*** Data supplied Section Begins ***
PR #644, opened 2021-05-21
Add a command to view all proxy plugins

Findus642:
Following from the previous PR before git decided to break, this command simply allows a server owner, developer, etc.. see what plugins are active on the proxy easily

Since the last PR:

- Proper use of BungeeCord Chat API
- Relocated to ```io.github.waterfallmc``` package
- Any previous changes that were suggested have also been carried over

### DIFF
--- a/BungeeCord-Patches/0062-Add-command-to-view-all-proxy-plugins.patch
+++ b/BungeeCord-Patches/0062-Add-command-to-view-all-proxy-plugins.patch
@@ -1,0 +1,79 @@
+From 481b64d2bac4530c108e0116666c91db2d6526a5 Mon Sep 17 00:00:00 2001
+From: MrFishCakes <fishcake007@outlook.com>
+Date: Fri, 21 May 2021 17:32:13 +0100
+Subject: [PATCH] Add command to view all proxy plugins
+
+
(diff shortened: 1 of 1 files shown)


BungeeCord-Patches/0062-Add-command-to-view-all-proxy-plugins.patch
```diff
@@ -0,0 +1,79 @@
...
++        final ComponentBuilder builder = new ComponentBuilder();
++
++        builder.append("Plugins (" + plugins.size() + "): ");
++        boolean firstIteration = true;
++
++        for (Plugin plugin : plugins) {
++            if (firstIteration) {
++                firstIteration = false;
++            } else {
++                builder.append(ChatColor.WHITE.toString()).append(", ");
```
Janmm14: You set the color not by prepending the ChatColor toString, but by calling .color(...) after append

Findus642: Now fixed.

electronicboy:
Thanks for the PR, However, adding new commands to the proxy is always this really weird area given how it will blindly interecept commands even if they're defined by the server, for this reason, I'd require that either the name was stupidly unlikely to conflict with something else, or served a substantiative purpose as to why it was added, and I'm not sure that this PR really serves either one

PR #650, opened 2021-06-04
Enable 1.17 Release-protocol

Xernium:
I don't expect there to be more changes that will impact the network logic Waterfall needs to function, so we can have this early (hopefully)


electronicboy (approved):

momokli:
I am trying to connect to waterfall v431 using the latest snapshot (tried pre-release 1->5 and RC1+2) but I am always failing to connect:
`Outdated Server! I'm still on 1.8.x, 1.9.x, 1.10.x, 1.11.x, 1.12.x, 1.13.x, 1.14.x, 1.15.x, 1.16.x, 1.17`

Is it, that snapshot releases have to be allowed explicitly? What can I do to solve that?

electronicboy:
We don't support snapshots or pre-release builds, you'd need to add the protocol info yourself, but, there has been no changes so just need to add the protocol ID pretty much

Bixilon:
Will work, there have been no changed in the protocol anymore.

StefanH-AT:
I can confirm.

PR #660, opened 2021-06-19
Updated Upstream (BungeeCord)

linsaftw:
* Check chat for illegal chars & moved length check into the packet class

I had to fix some compilation issues related to the move of the chat message length check.


electronicboy:
Thanks for the PR however this has already been handled

PR #661, opened 2021-06-21
Cumulated recent prs from me to bungeecord

Janmm14:
- Use Java 8 lambda map access in EventBus
Improves speed as HashMap doesn't have to calculate hash multiple times.
- Speed up event calling with LambdaMetafactory BiConsumer creation
Using lookup of special class loaded by a class loader which can delegate to all PluginClassloaders.
- Replace reflection inside netty with ChannelFactory.
Thanks for pointing it out @MrIvanPlays
- Use suppliers instead of reflection for native impl generation.
Thanks for pointing it out @MrIvanPlays
- ~~Remove unused AttributeKeys in PipelineUtils~~
- Use switch in "BungeeCord" plugin message handling
- Include amount of extra bytes in exception message
Also made the message a little more similar to vanilla.


Janmm14:
Just noticed that I forgot to add Waterfall comments to this. Will fix it later (approx in 35 hours), not now.
If someone else wants this real fast in Waterfall, fell free to do it.
In general you have my permission to use my BungeeCord PRs in Waterfall when crediting me.

Janmm14:
~Waterfall vibes~~

electronicboy:
Sorry for the delay, health and all, but, I'd be somewhat inclined to ask for this to be separated into separate PRs so that we can actually go through them individually

Janmm14:
@electronicboy
They are still individual patches. Should be quite easy to go through them individually.

Janmm14:
I created PR 797 as alternative to this PR, those seeking eventbus speed improvements can find them inside IvanCord.
The other things got merged into bungee.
*** Data supplied Section Ends ***
> _Brief_:
Among the entries above, the lines between the ones containing "Add command to view all proxy plugins" and "PR #661, opened 2021-06-21", inclusive, are to be transcribed exactly. No other line is to be given.

> _Output of the task_:
+Subject: [PATCH] Add command to view all proxy plugins
+
+
(diff shortened: 1 of 1 files shown)


BungeeCord-Patches/0062-Add-command-to-view-all-proxy-plugins.patch
```diff
@@ -0,0 +1,79 @@
...
++        final ComponentBuilder builder = new ComponentBuilder();
++
++        builder.append("Plugins (" + plugins.size() + "): ");
++        boolean firstIteration = true;
++
++        for (Plugin plugin : plugins) {
++            if (firstIteration) {
++                firstIteration = false;
++            } else {
++                builder.append(ChatColor.WHITE.toString()).append(", ");
```
Janmm14: You set the color not by prepending the ChatColor toString, but by calling .color(...) after append

Findus642: Now fixed.

electronicboy:
Thanks for the PR, However, adding new commands to the proxy is always this really weird area given how it will blindly interecept commands even if they're defined by the server, for this reason, I'd require that either the name was stupidly unlikely to conflict with something else, or served a substantiative purpose as to why it was added, and I'm not sure that this PR really serves either one

PR #650, opened 2021-06-04
Enable 1.17 Release-protocol

Xernium:
I don't expect there to be more changes that will impact the network logic Waterfall needs to function, so we can have this early (hopefully)


electronicboy (approved):

momokli:
I am trying to connect to waterfall v431 using the latest snapshot (tried pre-release 1->5 and RC1+2) but I am always failing to connect:
`Outdated Server! I'm still on 1.8.x, 1.9.x, 1.10.x, 1.11.x, 1.12.x, 1.13.x, 1.14.x, 1.15.x, 1.16.x, 1.17`

Is it, that snapshot releases have to be allowed explicitly? What can I do to solve that?

electronicboy:
We don't support snapshots or pre-release builds, you'd need to add the protocol info yourself, but, there has been no changes so just need to add the protocol ID pretty much

Bixilon:
Will work, there have been no changed in the protocol anymore.

StefanH-AT:
I can confirm.

PR #660, opened 2021-06-19
Updated Upstream (BungeeCord)

linsaftw:
* Check chat for illegal chars & moved length check into the packet class

I had to fix some compilation issues related to the move of the chat message length check.


electronicboy:
Thanks for the PR however this has already been handled

PR #661, opened 2021-06-21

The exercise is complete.